New York, Jan 16, 2026, 16:23 (EST) — After-hours
- Sandisk shares climbed roughly 1% in late trading, staying close to their recent peaks
- This week, analysts at Benchmark, Barclays, and RBC either raised their price targets or kicked off new coverage.
- A director revealed intentions to offload a small block of shares; the upcoming earnings report is due Jan. 29
Sandisk Corp shares edged up roughly 1% to $413.58 in after-hours trading Friday, having fluctuated between $400.22 and $437.30 earlier in the session. Trading volume hit around 15.4 million shares.
The flash-memory maker has turned into a momentum favorite in early 2026 as investors wager that tighter NAND flash supply — the storage memory used in solid-state drives — will keep prices elevated this year. Retail traders have jumped in too, catapulting the stock about 65% higher so far in 2026 and roughly 730% over the last 12 months, following an almost tenfold surge since it reentered public markets last year. (Reuters)
Sandisk, carved out of Western Digital’s flash division, started regular-way trading on Nasdaq in February 2025 under the ticker SNDK. (SEC)
Benchmark lifted its price target on Sandisk to $450 from $260 and maintained a buy rating, citing tighter capacity discipline among NAND manufacturers compared to previous up-cycles. The firm believes this could push margins “to record levels” by 2026. (TipRanks)
Barclays raised its price target on Sandisk to $385 from $220 but maintained an equal-weight rating. The bank said Sandisk remains “centric to the pillars of the AI ramp,” despite the stock’s recent strong gains. (TipRanks)
RBC Capital kicked off coverage with a sector perform rating and set a $400 price target. The firm expressed optimism about the NAND cycle and Sandisk’s long-term growth prospects linked to AI. Still, RBC noted the stock’s valuation already factors in almost $40 of earnings per share, suggesting a more balanced outlook moving forward. (TipRanks)
Sandisk’s action coincided with chip stocks staying steady ahead of a long weekend. The Philadelphia SE Semiconductor index gained 1.1% during regular trading, while the broader S&P 500 ended mostly flat. (Reuters)
A separate filing revealed director Kimberly Alexy submitted a Form 144 notice to offload 1,737 shares, valued around $740,000. This form signals an intended sale of restricted or control stock under SEC Rule 144 but doesn’t ensure the sale will happen. (Stock Titan)

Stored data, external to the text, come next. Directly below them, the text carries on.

Issue #83, opened 2025-09-05
Symmetry string instead of symmetry flag + op


almaeder:
<a href="https://github.com/vetschn"><img src="https://avatars.githubusercontent.com/u/63104434?v=4" align="left" width="96" height="96" hspace="10"></img></a> **Issue by [vetschn](https://github.com/vetschn)**
_Monday May 19, 2025 at 13:08 GMT_
_Originally opened as https://github.com/vincent-maillou/qttools/issues/152_

----

Instead of passing a function we should have keywords like `"symmetric"`/`"hermitian"`/`"skew-hermitian"` etc. and look that up in a `dict`. The `.symmetrize()` method should also be amended

almaeder:
This was done with #328.

Issue #223, opened 2026-02-03
Block sizes setting functionality


almaeder:
Currently, the block size change induces recomputation of diagonal indices. Ideally, these would be cashed.

- [ ] Have a look at the `block_size` setter method, this could use some work
- [ ] Implement a caching mechanism

almaeder:
Implemented in #333.

PR #328, opened 2026-07-09
`DSDBSparse` allocation interface refactor

almaeder:
This PR will refactor the allocation interface of our matrices and refactor other data structure parts:

- [x] Not defaulting to allocate memory for the data vector.
- [x] Remove unused functionality.
- [x] Fixing issue #83.

This PR will touch too many files and will be a bit too big 💀.


almaeder:
@vetschn if you have time could you already have a look?
I am kinda happy with the changes. 
I am pondering since it is, anyway, too many changes if I should also just include #223.

almaeder:
cscs-ci run

src/quatrex/core/scba.py
```diff
@@ -740,6 +759,8 @@ def run(self) -> None:
             with profiler.profile_range(
                 label="SCBA: Iteration", level="default", comm=comm
             ):
+                self.data.g_retarded.allocate_data()
+                self.data.g_retarded.data = 0.0
```
almaeder, line 763: The zero setting is here only to make the phonon test not fail: the phonon test is currently broken since the off-diagonals of Gr are not computed.
See #332.

almaeder:
cscs-ci run

almaeder:
cscs-ci run

src/qttools/datastructures/dsdbsparse.py
```diff
@@ -118,92 +126,124 @@ def __init__(
...
-        symmetry_op: Callable = xp.conj,
+        symmetry: str | None = None,
     ):
         """Initializes a DSBDSparse matrix."""
 
+        # Set the block and stack communicators.
+        if comm.block is None or comm.stack is None:
+            raise ValueError(
+                "Block and stack communicators must be initialized via "
+                "the BLOCK_COMM_SIZE environment variable."
```
vetschn: They can also be set via the config, right?

src/qttools/datastructures/dsdbsparse.py
```diff
@@ -899,23 +835,39 @@ def allocate_data(self, stack_size: int | None = None) -> None:
...
+        allocate: bool = True,
     ) -> "DSDBSparse":
         """Creates a new DSDBSparse matrix from a scipy.sparse array.
 
+        This essentially distributed the matrix across the stack and
+        block communicators.
+
+        !!! Note
+            There is no data allocated in the new matrix and only the
+            sparsity pattern is used.
```
vetschn: I guess this is outdated with the allocate parameter?

src/qttools/datastructures/dsdbsparse.py
```diff
@@ -13,6 +13,14 @@
 from qttools.utils.gpu_utils import free_mempool, synchronize_device
 from qttools.utils.mpi_utils import get_section_sizes
 
+symmetry_ops = {
+    None: lambda x: x,
```
vetschn: I expect that `None` is (and should) never be requested from this dict, right? Maybe remove to force a `KeyError` if this should happen anyway?

src/quatrex/core/scba.py
```diff
@@ -177,6 +177,16 @@ def __init__(self, config: QuatrexConfig, electron_energies: NDArray) -> None:
...
 
+        # Allocate the data for the Green's functions and self-energies.
+        self.g_lesser.allocate_data()
+        self.g_greater.allocate_data()
+        self.sigma_lesser.allocate_data()
+        self.sigma_greater.allocate_data()
+        self.sigma_retarded_hermitian.allocate_data()
+        self.sigma_lesser.data = 0.0
+        self.sigma_greater.data = 0.0
+        self.sigma_retarded_hermitian.data = 0.0
```
vetschn, line 188: I guess these are allocated in the `__init__` because they persist throughout a run, right? Maybe could be revisited when looking at lifetimes of different quantities.

vetschn (approved):
Looks very good! Besides the few comments i left, you could maybe just add one sentence to the `allocate_data` docstring to explicitly say that the data is _not initialized_

src/qttools/datastructures/dsdbsparse.py
almaeder: This docstring is wrong, and I copied it around. There is no `BLOCK_COMM_SIZE` variable anymore.

src/qttools/datastructures/dsdbsparse.py
almaeder: Ah true. Good catch :fire:.

src/quatrex/core/scba.py
almaeder: Both allocating them here and allocating them at the start of `run` would be fine.
This probably needs to be revisited in the context of electrostatics.

It will be revisited when I try to push the number of energies again.

vetschn: Why exactly in the context of electrostatics?

almaeder: Since this leads to another out loop, right?
Just there to ensure we don't deallocate things that will be needed for the next loop iterations.
I currently think it should work.

almaeder:
cscs-ci run

vetschn:
cscs-ci run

Yet the rally has pushed the stock into territory priced for a full clean-up cycle. NAND prices swing quickly, up or down, and even a slight sign that supply is easing—or that cloud spending stalls—could shake a trade fueled by scarcity and momentum.

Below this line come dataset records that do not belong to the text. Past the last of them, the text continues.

Issue #224, opened 2026-02-03
Rethink DSDBSparse Views


almaeder:
The block and stack views contain some logic that stems from the original data layout with padding in the data buffer. This can probably be simplified.

There is also logic regarding setting and getting items in stack views. We may also need to perform arithmetic on these views. We'll have to revisit the design here.

almaeder:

Sandisk’s fiscal second-quarter earnings are set for Jan. 29, followed by a conference call that same afternoon after the market closes. (Business Wire)
U.S. markets are closed Monday for a holiday, giving traders a pause before Tuesday’s session. All eyes will then shift to Jan. 29, when fresh clues are expected on memory pricing, supply discipline, and demand from AI data centers.